While Wawrinka has put himself into contention for the season-ending Tennis Masters Cup in November, he isn't looking too far ahead.
"You need a lot of points to get there and I still need to win many more matches," he said. "Being a Top 10 player now people start talking about the Masters Cup. If one day two Swiss would qualify that would indeed be something very special for our country and for myself."
Also On the Rise... Teens Make Breakthroughs
Japanese teenager Kei Nishikori, a winner of his first ATP title earlier this season, is the youngest player in the Top 100 South African Airways ATP Rankings at 18 years, 5 months.
Nishikori broke into the Top 100 on April 28 at No. 99 after capturing the Bermuda Challenger title. In February, he earned his first ATP crown in Delray Beach, defeating James Blake in the final.
Off the court, the young phenom has also gained attention by signing a three-year endorsement deal to be a global ambassador for Sony Corporation.
In both of his title runs, Nishikori saved match points. He saved four match points in his semifinal victory over Sam Querrey in Delray Beach. In the final win in Bermuda over Viktor Troicki, he saved two match points before prevailing in a third set tie-break.
Nishikori, who is the first Japanese player to rank in the Top 100 since Shuzo Matsuoka in 1996, said, "It feels great. He was my hero and it was one of my goals to accomplish this like him. I keep working hard to continue to move up in the rankings."
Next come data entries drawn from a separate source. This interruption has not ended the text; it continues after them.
PR #1436, opened 2018-06-06
Add 1 to leeway instead of setting it to 1.

### LINKED ISSUE #1172: Bug in code (leeway is set to 1 rather than being increased by 1)
In google-api-php-client/src/Google/AccessToken/Verify.php line 213 you are not adding 1 to JWT leeway like you mentioned in the comments but rather setting it to 1. Kindly fix it.

if (property_exists($jwtClass, 'leeway')) {
// adds 1 second to JWT leeway
$jwtClass::$leeway = 1;
}

### LINKED ISSUE #1430: Custom leeway value for JWT verification gets overwritten with '1'
This happens on the Verify.php file located [here](https://github.com/google/google-api-php-client/blob/master/src/Google/AccessToken/Verify.php) at the `getJwtService()` method

```
  private function getJwtService()
  {
    $jwtClass = 'JWT';
    if (class_exists('\Firebase\JWT\JWT')) {
      $jwtClass = 'Firebase\JWT\JWT';
    }

    if (property_exists($jwtClass, 'leeway')) {
      // adds 1 second to JWT leeway
      // @see https://github.com/google/google-api-php-client/issues/827
      $jwtClass::$leeway = 1;
    }
  }
```

The comment says that this was done to fix issue #827 and it says that it 'adds', but instead it overwrites. This causes lots of `BeforeValidException`s to be thrown because most servers require more than 1 sec of leeway.

For example, if I set the leeway like so `\Firebase\JWT\JWT::$leeway = 60;` and then call `verifyIdToken($id_token)`, my custom leeway will be overwritten with 1.

A simple fix would work like this:
`$jwtClass::$leeway += 1;`

This would respect custom values set by the user and have a default value of `1` for those that don't change the leeway.

Cheers.

mattwhisenhunt:
@JustinBeckwith
Fixes #1430
Fixes #1172

### DIFF
--- a/src/Google/AccessToken/Verify.php
+++ b/src/Google/AccessToken/Verify.php
@@ -214,7 +214,7 @@ class Google_AccessToken_Verify
     if (property_exists($jwtClass, 'leeway')) {
       // adds 1 second to JWT leeway
       // @see https://github.com/google/google-api-php-client/issues/827
-      $jwtClass::$leeway = 1;
+      $jwtClass::$leeway += 1;
     }
 
     return new $jwtClass;


JustinBeckwith:
Nice!  Can we add unit/regression test coverage here though?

In April at the US Men's Clay Court Championship in Houston, American Ryan Harrison became the 11th player at the age of 15 in the Open Era to win an ATP main draw match.
The Louisiana native, who resides in New Braunfels, Texas, where he trains at the John Newcombe Tennis Academy, also reached a career-high No. 7 in the world junior rankings in April. He was a semifinalist at the Australian Open juniors in January. In doubles, he reached his first Challenger final in Baton Rouge in April.
Harrison plans to compete in Futures and Challengers the rest of the season along with selected junior tournaments.